══ DATASET RECORDS

PR #75, opened 2022-10-05
Release documentation

spencer-skylight:
# Description

Create documentation to define the initial release process at PHDI.


RELEASE.md
```diff
@@ -0,0 +1,94 @@
...
+
+  Minor version releases _may_ also include fixes.
+
+* **PATCH** versions introduce non-breaking bug fixes.
+
+  Releases that _only_ contain fixes are released as patches.
+
+
+## PHDI Release Process
+There are several steps to the release process.
```
bryan-skylight, line 31: I might recommend removing this line. Or perhaps add more to it? It seems distracting being here as a single sentence for some reason.

RELEASE.md
```diff
@@ -0,0 +1,94 @@
...
+
+  Releases that _only_ contain fixes are released as patches.
+
+
+## PHDI Release Process
+There are several steps to the release process.  
+
+
+### Define a Target Version
+The very first step in a release is defining a version number to release to. The previous section describes the release versioning scheme, and should be used to assign the version number for the next release. Your release will have the following parts:
```
bryan-skylight, line 35: Recommended rewording: The very first step in a release is defining the release's new version number.

Recommended reformatting: Move the parts about "(Major|Minor) versions will reset ..." up to the section about the version parts.

RELEASE.md
```diff
@@ -0,0 +1,94 @@
...
+* `MAJOR`: The major version number for the release. Major versions will reset `MINOR` and `PATCH` versions to 0.
+* `MINOR`: The minor version number. Minor versions will reset `PATCH` version to 0.
+* `PATCH`: The patch version number.
+
+The values identified will be referenced in the sections below.
```
bryan-skylight, line 40: Actually, now that I'm looking at this, I might delete this whole section as it seems to mostly be repeating what was stated in the first section (after we move the stuff about resetting version numbers). Maybe just combine the two sections with something like this:

# PHDI Release Documentation

## Release Methodology: Semantic Versioning
This document describes how the PHDI library, tools and related documentation are released to users. API documentation is published automatically with Sphinx and hosted via GitHub pages. PHDI updates are released to the Python Package Index (PyPI) according to the guidelines set out in [Semantic Versioning 2.0.0](https://semver.org/) with each release's version following the pattern of MAJOR.MINOR.PATCH. The following core tenets describe when each element of a release's version would be updated.

* **MAJOR** versions introduce breaking changes.

  A breaking change breaks backwards-compatibility with previous released versions. In other words, a breaking change is something that may cause a client's implementation to stop working when upgrading from a previous version. Common examples of breaking changes include:
  
    * Deleting a package or public functions/methods
    * Deleting public function parameters
    * Changing a function name
    * Changing the name or order of required parameters
    * Adding new required parameters

Major version releases _may_ also include non-breaking enhancements and fixes. When major versions are released, the minor and patch version numbers reset to 0.

* **MINOR** versions introduce new non-breaking functionality.
  Releases with enhancements that do not break backwards compatibility require a minor version update. Common examples of non-breaking changes include:
  
    * Adding a package, module, or method
    * Adding optional parameters

  Minor version releases _may_ also include fixes. When minor versions are released, the patch version number resets to 0.

* **PATCH** versions introduce non-breaking bug fixes.

  Releases that _only_ contain fixes are released as patches.

RELEASE.md
```diff
@@ -0,0 +1,94 @@
...
+
+### Major Version Release Process
+In order to support patching old major version releases without forcing users to upgrade, new major versions involve creating a release branch. The following steps should be followed when a breaking change is merged into `main`, requiring a new major version.
+
+First, in GitHub, create a new branch representing the **old/existing major version**. The new branch should be based on the commit prior to the breaking change that triggers a new version. The naming convention for the new branch is:
+
+```
```
bryan-skylight, line 47: Recommend making this inline code instead of a code block.

RELEASE.md
```diff
@@ -0,0 +1,94 @@
...
+vMAJOR
+```
+
+Where `MAJOR` is the current major version, prior to introducing the breaking change. The following commands may be used to create the new branch:
```
bryan-skylight, line 51: This would then get added to the previous sentence so it would look like this:

The naming convention for the new branch is `vMAJOR` where `MAJOR` is the current major version, prior to introducing the breaking change.

RELEASE.md
```diff
@@ -0,0 +1,94 @@
...
+
+```bash
```
bryan-skylight, line 53: I'm not sure we should add the commands for creating the new branch since that can cause issues if we don't explain the need to be on `main`, etc. I think referring to the commit hash helps alleviate that, but I don't think the instructions are clear enough as currently written to ensure it's done right.

RELEASE.md
```diff
@@ -0,0 +1,94 @@
...
+git branch vMAJOR COMMIT-HASH
+```
+
+* `MAJOR` is the major version number of the **old/existing major version**
+* `COMMIT-HASH` is the commit hash of the commit prior to the breaking merge commit (if the breaking commit has not been merged to `main` and can just specify `main`)
+
+
+### PyPI Release
+#### Authenticating with PyPI
+PHDI recommends that users authenticate with PyPI using an API token. To download a token, log in to PyPI, and access [project settings](https://pypi.org/manage/project/phdi/settings/). Select "Create a token for phdi" and create a phdi-specific token. Save a phdi-specific token to a file named `.pypitoken` in your project directory. When publishing to PyPI as described later in this section, this API token will be used to authenticate.
```
bryan-skylight, line 63: typo: "log into PyPI, and" --> "log into PyPI and"

Recommended rewording: "Save a phdi-specific token" --> "Save the token you just created"

RELEASE.md
```diff
@@ -0,0 +1,94 @@
...
+
+#### Prepare to Publish
+The steps below depend on defining a full version number using semantic versioning. See the release methodology section above for help assigning a version to your project.Release Methodology: Semantic Versioning
```
bryan-skylight, line 66: I'd recommend removing "Release Methodology: Semantic Versioning". The doc isn't long enough to need to reference which section a user should review.

bryan-skylight (changes requested):
Thanks for putting this all together! Reading through it I'm sure I'd be able to publish a new version of PHDI on my own, which is great! The next time we need to release a new version, I'd like to test this by trying to publish to PyPI using only the instructions in this doc. 

I did have some changes I'd like to see made though. Mostly just reformatting and fixing some typos.

RELEASE.md
spencer-skylight: It makes sense to me to consolidate details about major/minor/patch versions to the semantic versioning section. I hesitate to remove the section completely since I think assigning the values for the version parts is part of the process and should be mentioned in the process section. But I scaled back the text to refer to the previous section for details on how the values should be assigned. Hopefully this makes sense as good middle ground.

spencer-skylight:
Comments have been addressed, and a few additional edits made:
* Updated section headers to that describe actions to perform to be consistent, in present tense.
* Added a section on creating a new GitHub release.

RELEASE.md
```diff
@@ -0,0 +1,94 @@
...
+* `MAJOR` is the major version number of the **old/existing major version**
+* `COMMIT-HASH` is the commit hash of the commit prior to the breaking merge commit (if the breaking commit has not been merged to `main` and can just specify `main`)
+
+#### Create a GitHub Release
+A GitHub release ties together a few pieces of information in the release process:
+1) A tag for the commit that comprises the release
+2) A short description/name for the release
+3) A list of changes in the release
+
+In order to create a new release in GitHub, open a [new release GitHub form](https://github.com/CDCgov/phdi/releases/new). First, select a target branch - this will either be `main` or a the previous version branch if the release is for an older version. Create (or select) a tag named `vMAJOR.MINOR.PATCH`, replacing the release parts as appropriate with the correct release version values.
```
bryan-skylight, line 55: typo: "this will either be `main` or _a the_ previous version" --> "this will either be `main` or the previous version"

bryan-skylight (approved):
NICE! There's a single typo that I found, but once that's corrected this is good to go.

════

▶ **WHAT IS EXPECTED**: Wherever a line of the data holds "several", copy that line.

▶ **TASK RESULT**:
+There are several steps to the release process.
+There are several steps to the release process.  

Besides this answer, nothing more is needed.